Imatinib mesylate (IM) is a potent inhibitor of KIT, ‘break-point cluster region’-‘Abelson’ (BCR-ABL), platelet-derived growth factor (PDGFR) and colony-stimulating factor 1 receptor (CSF1R) activities that has marked antitumour activity on chronic myelogenous leukaemia and several other haematological malignancies and solid tumours including gastrointestinal stromal tumours (GISTs) (Blay et al, 2007), chordoma (Stacchiotti et al, 2012), aggressive fibromatosis (Penel et al, 2011a) and melanoma harbouring KIT mutation (Guo et al, 2011), as well as thymic carcinoma with KIT mutations (Schirovi et al, 2012).
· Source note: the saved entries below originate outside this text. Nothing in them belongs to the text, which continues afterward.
PR #8196, opened 2024-07-10
Implement pool ownership

Neon-White:
### Explain the changes
1. Each pool and namespace resource now contain a new `owner_id` field that's used for access enforcement
2. Only a resource's owner and system owners (with the `operator` role) can delete resources with the field
3. The deletion check from the previous point can be toggled on and off with the `POOL_DELETION_ONLY_BY_OWNER_AND_OPERATOR` environment variable
4. Implement a `config.js` variable that allows toggling the check in point 3

1. This implementation supports [RHSTOR-5187 - Support Provider & Consumer mode](https://issues.redhat.com/browse/RHSTOR-5187)

### Testing Instructions:
1. WIP

- [ ] Doc added/updated
- [x] Tests added

### DIFF
--- a/src/server/system_services/pool_server.js
+++ b/src/server/system_services/pool_server.js
@@ -88,12 +88,25 @@ function set_pool_controller_factory(pool_controller_factory) {
 
 }
 
-function new_pool_defaults(name, system_id, resource_type, pool_node_type) {
+// The function checks whether the pool/resource has an owner
+// and only allows deletion in case that the owner is also the requester of the deletion
+function check_deletion_ownership(req, resource_owner_id) {
+    if (config.RESTRICT_RESOURCE_DELETION) {
+        const requester_is_sys_owner = String(req.account._id) === String(req.system.owner._id);
+        if (!requester_is_sys_owner && String(resource_owner_id) !== String(req.account._id)) {
+            dbg.error('check_deletion_ownership: requester (', req.account._id, ') is not the owner (', resource_owner_id, ') of the resource');
+            throw new RpcError('UNAUTHORIZED', 'The pool or resource can be deleted only by its owner or the system administrator');
+        }
+    }
+}
+
+function new_pool_defaults(name, system_id, resource_type, pool_node_type, owner_id) {
     const now = Date.now();
     return {
         _id: system_store.new_system_store_id(),
         system: system_id,
         name: name,
+        owner_id,
         resource_type: resource_type,
         pool_node_type: pool_node_type,
         storage_stats: {
@@ -127,7 +140,7 @@ async function create_hosts_pool(req) {
         dbg.error('create_hosts_pool: get_partial_stats failed with', error);
     }
     const { system, rpc_params, account } = req;
-    const pool = new_pool_defaults(rpc_params.name, system._id, 'HOSTS', 'BLOCK_STORE_FS');
+    const pool = new_pool_defaults(rpc_params.name, system._id, 'HOSTS', 'BLOCK_STORE_FS', req.account._id);
     const MIN_PV_SIZE_GB = 16;
     const PV_SIZE_GB = 20;
     const GB = 1024 ** 3;
@@ -148,6 +161,7 @@ async function create_hosts_pool(req) {
             }
         })
     );
+
     dbg.log0('create_hosts_pool: Creating new pool', pool);
     await system_store.make_changes({
         insert: {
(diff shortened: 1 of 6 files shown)


src/server/system_services/pool_server.js
```diff
@@ -88,6 +88,14 @@ function set_pool_controller_factory(pool_controller_factory) {
 
 }
 
+// The function checks whether the pool/resource has an owner
+// and only allows deletion in case that the owner is also the requester of the deletion
+function check_deletion_ownership(req, resource_owner_id) {
+    if (resource_owner_id && resource_owner_id !== String(req.account._id)) {
+        throw new RpcError('UNAUTHORIZED', 'The namespace resource can be deleted only by its owner');
```
liranmauda, line 95: namespace?

src/api/pool_api.js
```diff
@@ -121,6 +129,10 @@ module.exports = {
                             },
                         }
                     },
+                    // This boolean field dictates whether the RPC requester should be saved in the DB as the owner of the resource
```
dannyzaken, line 132: Why can't we store it for every resource and eliminate this flag?

src/server/system_services/pool_server.js
```diff
@@ -88,6 +88,14 @@ function set_pool_controller_factory(pool_controller_factory) {
 
 }
 
+// The function checks whether the pool/resource has an owner
+// and only allows deletion in case that the owner is also the requester of the deletion
+function check_deletion_ownership(req, resource_owner_id) {
```
dannyzaken, line 93: If I recall correctly, the plan was to add the `owner_id` to the schema and not enforce any access control at this stage. Did anything in the plan change? 
I don't mind adding it now unless there are other concerns. In any case, we should probably at least have a flag in `config.js` to toggle it, which defaults to false (don't check). 

@nimrod-becker @liranmauda?

liranmauda: I agree with having a flag on the `config.js`
I do think that the ask was to enforce it.
@nimrod-becker ?

src/api/pool_api.js
liranmauda: Upgrades?

src/server/system_services/pool_server.js
nimrod-becker: I think we said in the meeting that we will set only for remote and then check only if exists.
However after a conversation with Danny, I think we can go with setting always and checking according to config.js (which actually means an env set to replace if needed)

src/server/system_services/pool_server.js
```diff
@@ -88,12 +88,26 @@ function set_pool_controller_factory(pool_controller_factory) {
...
 }
 
-function new_pool_defaults(name, system_id, resource_type, pool_node_type) {
+// The function checks whether the pool/resource has an owner
+// and only allows deletion in case that the owner is also the requester of the deletion
+function check_deletion_ownership(req, resource_owner_id) {
+    if (config.RESTRICT_RESOURCE_DELETION) {
+        const requester_is_sys_owner = String(req.account._id) === String(req.system.owner._id);
+        if (!requester_is_sys_owner && String(resource_owner_id) !== String(req.account._id)) {
+            throw new RpcError('UNAUTHORIZED', 'The pool or resource can be deleted only by its owner or the system administrator');
```
dannyzaken, line 97: Print an error message to log including info on the req account vs the owner account

dannyzaken:
one small comment, and don't forget to squash. Let me know once the tests pass, I will approve

src/server/system_services/pool_server.js
```diff
@@ -88,12 +88,27 @@ function set_pool_controller_factory(pool_controller_factory) {
...
-function new_pool_defaults(name, system_id, resource_type, pool_node_type) {
+// The function checks whether the pool/resource has an owner
+// and only allows deletion in case that the owner is also the requester of the deletion
+function check_deletion_ownership(req, resource_owner_id) {
+    if (config.RESTRICT_RESOURCE_DELETION) {
+        const requester_is_sys_owner = String(req.account._id) === String(req.system.owner._id);
+        if (!requester_is_sys_owner && String(resource_owner_id) !== String(req.account._id)) {
+            dbg.error('check_deletion_ownership: requester (', req.account._id, ') is not the owner (', resource_owner_id, ') of the resource');
+            throw new RpcError('UNAUTHORIZED', 'The pool or resource can be deleted only by its owner or the system administrator');
+        }
```
dannyzaken, line 99: no reason for a return value here. in the tests you can either call the function that will throw if failed, or use `assert.doesNotThrow()` to be more explicit

dannyzaken (approved):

Pietras and Hanahan (2005) described the synergistic activity of the combination of metronomic cyclophosphamide (MC) and IM in patient-derived tumour xenograft mouse models. Their study showed that this combination acts as an antiangiogentic treatment, as imatinib interferes with pericyte activity through the inhibition of the PDGFR and oral MC induces the endothelial cell apoptosis. This combination provides an objective response and survival advantage in this mouse model. Until now, the precise antitumour activity of this combination had not precisely determined in humans despite these promising preclinical findings.
In this context, a multi\e dose-escalating phase I trial to determine the phase II recommended dose of this combination, to determine the impact of oral MC on the IM pharmacokinetic (PK) and to seek some signs of activity in patients with IM and sunitinib-refractory GIST, with chordoma, life-threatening aggressive fibromatosis or melanoma harbouring KIT mutation was conducted.
Materials and methods
Study design
This is a 3+3 dose-escalation study, the primary objective of which is to determine the maximum-tolerated dose of a combination of IM associated with fixed dose of oral MC. The eligibility criteria are listed in Table 1. Tumour response was assessed by RECIST 1.0 every 8 weeks (Therasse et al, 2000).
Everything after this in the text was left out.